Given records below:

PR #1182, opened 2022-07-11
Control randomness for reproducibility

### LINKED ISSUE #1092: Controlling randomness for reproducibility
The current implementation of ivadomed only sets the random number generator seed for splitting a dataset into train, validation and test sets. However, there are other sources of randomness that we need to take into consideration, such as 1) the Numpy library 2) Pytorch library 3) Python itself 4) CUDA etc. 
We may use this [reference](https://pytorch.org/docs/stable/notes/randomness.html)

The main reason is seeding the dataset splitting alone, still leaves some sources of randomness unchecked. Also, if a user decides to use a `.joblib` file to split the data as documented [here ](https://ivadomed.org/configuration_file.html#fname-split), the `random_state` won't be used, but we still need to control other sources of randomness.

kanishk16:
#### GitHub

#### PR contents

## Description
This PR attempts to add a control over innumerable sources of randomness to enhance the reproducibility of the results of experiments. Thus, adds:
* an optional boolean `control_randomness` keyword as part of `split_dataset` with default as `False`
* a `set_global_seed(seed: int, control_randomness: bool)` function in `utils.py` to set a seed for different sources of randomness
* TODO: updates docs with this addition and its usage 
## Linked issues
Resolves #1092

### DIFF
--- a/ivadomed/keywords.py
+++ b/ivadomed/keywords.py
@@ -64,7 +64,7 @@ class SplitDatasetKW:
     TRAIN_FRACTION: str = "train_fraction"
     TEST_FRACTION: str = "test_fraction"
     BALANCE: str = "balance"
-
+    CONTROL_RANDOMNESS: str = "control_randomness"
 
 @dataclass
 class DataTestingKW:
--- a/ivadomed/loader/utils.py
+++ b/ivadomed/loader/utils.py
@@ -145,7 +145,6 @@ def get_new_subject_file_split(df, split_method, data_testing, random_seed,
             raise ValueError("All lists in subject_selection parameter should have the same length.")
 
         sampled_dfs = []
-        random.seed(random_seed)
         for m, n, v in zip(subject_selection["metadata"], subject_selection["n"], subject_selection["value"]):
             participants = random.sample(df[df[m] == v]['participant_id'].unique().tolist(), n)
             for participant in participants:
--- a/ivadomed/main.py
+++ b/ivadomed/main.py
@@ -25,8 +25,6 @@ from ivadomed.keywords import ConfigKW, ModelParamsKW, LoaderParamsKW, ContrastP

End of Given records.

Exercise requirements – Show all lines above holding "ivadomed".

Result of this task –
The current implementation of ivadomed only sets the random number generator seed for splitting a dataset into train, validation and test sets. However, there are other sources of randomness that we need to take into consideration, such as 1) the Numpy library 2) Pytorch library 3) Python itself 4) CUDA etc. 
The main reason is seeding the dataset splitting alone, still leaves some sources of randomness unchecked. Also, if a user decides to use a `.joblib` file to split the data as documented [here ](https://ivadomed.org/configuration_file.html#fname-split), the `random_state` won't be used, but we still need to control other sources of randomness.
--- a/ivadomed/keywords.py
+++ b/ivadomed/keywords.py
--- a/ivadomed/loader/utils.py
+++ b/ivadomed/loader/utils.py
--- a/ivadomed/main.py
+++ b/ivadomed/main.py
@@ -25,8 +25,6 @@ from ivadomed.keywords import ConfigKW, ModelParamsKW, LoaderParamsKW, ContrastP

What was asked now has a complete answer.